El envejecimiento conlleva un aumento significativo del gasto en pensiones, sanidad y dependencia, al tiempo que la base de cotizantes se estanca o decrece. Muchos países con alta deuda pública afrontan riesgos de sostenibilidad fiscal y un fuerte incremento del gasto en pensiones como % del PIB si no aplican reformas estructurales.
La indexación de pensiones a la inflación o a los salarios traslada el riesgo de longevidad al contribuyente, ampliando la carga fiscal. Además, recientes episodios de alta inflación han erosionado el poder adquisitivo de prestaciones y ahorros, profundizando la tensión sobre los sistemas de reparto.
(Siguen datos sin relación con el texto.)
PR #574, opened 2026-05-26
fix: enable bpf_cookie support by fixing three  bugs

### LINKED ISSUE #569: [BUG] bpf_link_handler constructor does not initialize attach_cookie from bpf_cookie
**Describe the bug**
here are two related bugs in the bpf_link code path:

bpf_cookie not initialized: The bpf_link_handler(bpf_link_create_args) constructor in runtime/src/handler/link_handler.hpp fails to initialize the attach_cookie member from args.perf_event.bpf_cookie. Since attach_cookie is of type std::optional<uint64_t>, it is left in a disengaged state (empty). Consequently, bpf_get_attach_cookie() always returns 0 for BPF programs attached through the add_bpf_link() code path, even when a valid bpf_cookie was supplied in the BPF_LINK_CREATE syscall.

FEAT_PERF_LINK detection fails: In runtime/src/bpftime_shm_internal.cpp, the add_bpf_link() function does not validate whether target_fd is a valid perf fd when attach_type is BPF_PERF_EVENT (41).

**To Reproduce**
Write a BPF program that invokes bpf_get_attach_cookie() and stores the result in a map
Attach the program to a uprobe with a non-zero cookie via bpf_program__attach_uprobe_opts() with .cookie set
Trigger the probe target function
Read the map value — it returns 0 instead of the configured cookie

**Expected behavior**
bpf_get_attach_cookie() should return the cookie value supplied at attach time, consistent with kernel behavior.

**Screenshots**

N/A

**Desktop (please complete the following information):**

OS: Linux（NingOS）
Version: bpftime master (commit fac864e5c0775756323794ff44e03ab79a11e753)

**Additional context**
core code：

```cpp
// Before — attach_cookie is default-constructed (disengaged):
bpf_link_handler(struct bpf_link_create_args args)
    : args(args), prog_id(args.prog_fd),
      attach_target_id(args.target_fd)
{}

// After — attach_cookie is initialized from the bpf_link_create_args:
bpf_link_handler(struct bpf_link_create_args args)
    : args(args), prog_id(args.prog_fd),
      attach_target_id(args.target_fd),
      attach_cookie(args.perf_event.bpf_cookie)
{}
```

BorgesLu:
Fixes #569

## Remaining Fix

The fallback path in `syscall_context.cpp` discards the return value of `bpftime_attach_perf_to_bpf_with_cookie()`, assigning it to neither the local variable `id` nor any other storage. This causes link fd loss and state inconsistency when the fallback path is triggered.

## Already Fixed Upstream

The other two bugs from the original PR have already been fixed upstream:
1. **FEAT_PERF_LINK detection** — `add_bpf_link()` now validates `target_fd` for `BPF_PERF_EVENT` (fixed in #xxx)
2. **attach_cookie initialization** — `bpf_link_handler` constructor now initializes `attach_cookie` from `args.perf_event.bpf_cookie` (fixed in #xxx)

## Type of change

### DIFF
--- a/runtime/syscall-server/syscall_context.cpp
+++ b/runtime/syscall-server/syscall_context.cpp
@@ -594,8 +594,7 @@ long syscall_context::handle_sysbpf(int cmd, union bpf_attr *attr, size_t size)
 			SPDLOG_DEBUG(
 				"Attaching perf event {} to prog {}, with bpf cookie {:x}",
 				target_fd, prog_fd, cookie);
-			bpftime_attach_perf_to_bpf_with_cookie(target_fd,
-							       prog_fd, cookie);
+				id = bpftime_attach_perf_to_bpf_with_cookie(target_fd, prog_fd, cookie);
 		}
 		return id;
 	}


maxgio92:
It seems that this PR needs to be rebased on main, now that #570 landed.

I guess that the remaining parts that still can be useful are the `id` returned by `bpftime_attach_perf_to_bpf_with_cookie` and the new test suite for the attach with cookie path

BorgesLu:
@maxgio92  Thanks for the review! I've rebased on main and narrowed this PR to only the `id` return value fix, since the other two bugs are already fixed by #570.

yunwei37:
Thanks a lot @BorgesLu @maxgio92 !

PR #575, opened 2026-05-26
runtime: shard software perf event producers by thread

yunwei37:
## Summary

Move userspace software perf event output away from a single per-CPU producer buffer and into per-thread producer shards stored in shared memory. Each producer thread writes only its own SPSC shard, while the existing consumer-facing mmap buffer remains the public read surface and is populated from shards during readiness checks.

This keeps the hot producer path lock-free after first-thread shard registration and avoids the current race where multiple userspace threads pinned to the same CPU can observe the same `data_head` and overwrite each other.

## Details

- Adds `software_perf_event_buffer` as the reusable perf ring implementation.
- Adds shared-memory per-thread `software_perf_event_shard` storage under each software perf event.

En el mundo privado, los fondos de pensiones de prestación definida y las aseguradoras de rentas vitalicias se enfrentan a pasivos cada vez más largos. Esto obliga a rediseñar la asignación de activos, incorporando mayor exposición a renta variable, alternativos y derivados de longevidad para equilibrar riesgos.
Para hacer frente a los retos demográficos, numerosos países adelantan reformas en sus sistemas de pensiones, combinando reparto y capitalización y estableciendo mecanismos automáticos de ajuste a la esperanza de vida.
En Suecia y Países Bajos, se emplean cuentas nocionales mixtas vinculadas a la esperanza de vida; en Chile, se ajusta la pensión de reparto según los cambios demográficos. Estas prácticas buscan mantener el equilibrio actuarial sin sacrificar el poder adquisitivo de los jubilados.
La industria de gestión de activos responde con soluciones como fondos target-date, estrategias de ciclo de vida y plataformas de ahorro automatizado con análisis de supervivencia mediante inteligencia artificial. Estas herramientas personalizan la exposición al riesgo y ayudan a los individuos a optimizar su ahorro para el retiro.
La inacción podría desencadenar déficits crónicos en pensiones, aumento de la pobreza en mayores y tensión social. Si no se recalibran los sistemas, podrían florecer desequilibrios fiscales de largo plazo y un incremento de la desigualdad intergeneracional.
Aunque el escenario es desafiante, existen oportunidades de innovación sin precedentes. El auge de la salud digital, los fármacos antienvejecimiento y los servicios de empleo flexible para mayores de 60 años están redefiniendo la experiencia del retiro.
Asimismo, la integración de criterios ESG y la inversión en activos vinculados al envejecimiento saludable ofrecen nuevas vías para alinear rentabilidad y propósito social. El uso de tecnología blockchain y contratos inteligentes puede mejorar la transparencia y eficiencia de los sistemas de pensiones.
La clave está en alinear incentivos intergeneracionales y fomentar una cultura de responsabilidad colectiva. Gobiernos, inversores y ciudadanos deben colaborar para convertir el reto demográfico en un motor de crecimiento inclusivo y resiliente.
Solo así, combinando visión estratégica, reformas estructurales y colaboración multisectorial, podremos asegurar que las próximas generaciones disfruten de una jubilación digna y sostenible.